*** PROVIDED ENTRIES Section Begins ***
PR #32, opened 2020-07-10
Implement MatchResultsPage component

alexcostaluiz:
Ready for review!

Here I implemented the MatchResultsPage as it was seen in the demo. I also made a few updates to the RestaurantCard and ImageSlider components.


project/frontend/src/components/RestaurantCard.js
```diff
@@ -10,79 +18,205 @@ import Globe from '../assets/globe.svg';
...
+  return i;
+}
+
+/**
+ * A list of nondescript tags that do not need to be displayed
+ * in the RestaurantCard component.
+ *
+ * @type {!Array<string>}
+ */
+const bannedTags = ['food', 'point_of_interest', 'establishment'];
```
kpancha, line 45: Why are these banned?

project/frontend/src/components/RestaurantCard.js
```diff
@@ -10,79 +18,205 @@ import Globe from '../assets/globe.svg';
...
+
+/**
+ * Modifies the list of tags returned from the Places API into
+ * a more readable format.
+ *
+ * @param {!Array<string>} tags The list of tags for a restaurant.
+ * @return {!Array<string>} An array of more readable tags.
+ */
+function prettifyTags(tags) {
+  const out = [];
```
kpancha, line 55: nit: let's make this var name more descriptive, like `newTagNames` or something

project/frontend/src/components/RestaurantCard.js
alexcostaluiz: I figured they were redundant to show on the restaurant card, since people already know they are looking at a restaurant. `Point of Interest` and `Establishment` are also just super generic so I don't think it adds anything. We can talk about changing this though if you disagree.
*** PROVIDED ENTRIES Section Ends ***
## EXERCISE GOAL:
Copy out the records once more, exactly as they are written.

## EXERCISE OUTPUT:
PR #32, opened 2020-07-10
Implement MatchResultsPage component

alexcostaluiz:
Ready for review!

Here I implemented the MatchResultsPage as it was seen in the demo. I also made a few updates to the RestaurantCard and ImageSlider components.


project/frontend/src/components/RestaurantCard.js
```diff
@@ -10,79 +18,205 @@ import Globe from '../assets/globe.svg';
...
+  return i;
+}
+
+/**
+ * A list of nondescript tags that do not need to be displayed
+ * in the RestaurantCard component.
+ *
+ * @type {!Array<string>}
+ */
+const bannedTags = ['food', 'point_of_interest', 'establishment'];
```
kpancha, line 45: Why are these banned?

project/frontend/src/components/RestaurantCard.js
```diff
@@ -10,79 +18,205 @@ import Globe from '../assets/globe.svg';
...
+
+/**
+ * Modifies the list of tags returned from the Places API into
+ * a more readable format.
+ *
+ * @param {!Array<string>} tags The list of tags for a restaurant.
+ * @return {!Array<string>} An array of more readable tags.
+ */
+function prettifyTags(tags) {
+  const out = [];
```
kpancha, line 55: nit: let's make this var name more descriptive, like `newTagNames` or something

project/frontend/src/components/RestaurantCard.js
alexcostaluiz: I figured they were redundant to show on the restaurant card, since people already know they are looking at a restaurant. `Point of Interest` and `Establishment` are also just super generic so I don't think it adds anything. We can talk about changing this though if you disagree.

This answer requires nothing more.